_Data shown:_
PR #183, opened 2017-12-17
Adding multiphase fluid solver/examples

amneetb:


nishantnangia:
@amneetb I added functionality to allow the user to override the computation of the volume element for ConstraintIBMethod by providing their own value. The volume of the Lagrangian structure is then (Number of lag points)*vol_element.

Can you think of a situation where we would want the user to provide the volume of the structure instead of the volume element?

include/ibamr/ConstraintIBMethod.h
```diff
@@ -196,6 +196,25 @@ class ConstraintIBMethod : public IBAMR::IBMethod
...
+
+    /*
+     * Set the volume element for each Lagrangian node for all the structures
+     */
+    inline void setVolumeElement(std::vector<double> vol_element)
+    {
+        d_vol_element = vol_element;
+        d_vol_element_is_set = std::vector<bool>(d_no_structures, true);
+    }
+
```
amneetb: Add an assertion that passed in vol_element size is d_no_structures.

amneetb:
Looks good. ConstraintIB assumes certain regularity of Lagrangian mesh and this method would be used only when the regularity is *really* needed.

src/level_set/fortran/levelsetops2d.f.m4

...

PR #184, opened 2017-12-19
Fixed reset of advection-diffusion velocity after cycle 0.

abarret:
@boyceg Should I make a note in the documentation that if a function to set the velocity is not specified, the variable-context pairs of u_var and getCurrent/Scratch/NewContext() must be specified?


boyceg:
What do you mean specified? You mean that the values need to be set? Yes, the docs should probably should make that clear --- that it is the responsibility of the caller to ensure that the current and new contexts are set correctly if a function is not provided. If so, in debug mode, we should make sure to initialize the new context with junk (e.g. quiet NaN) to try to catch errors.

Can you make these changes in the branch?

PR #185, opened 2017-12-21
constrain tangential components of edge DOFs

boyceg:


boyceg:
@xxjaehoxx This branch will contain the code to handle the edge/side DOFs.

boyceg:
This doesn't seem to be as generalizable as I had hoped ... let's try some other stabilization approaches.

_Your goal:_ When a line in the material above holds the word "vector", count it; report only the total.

_Response for this exercise:_ 2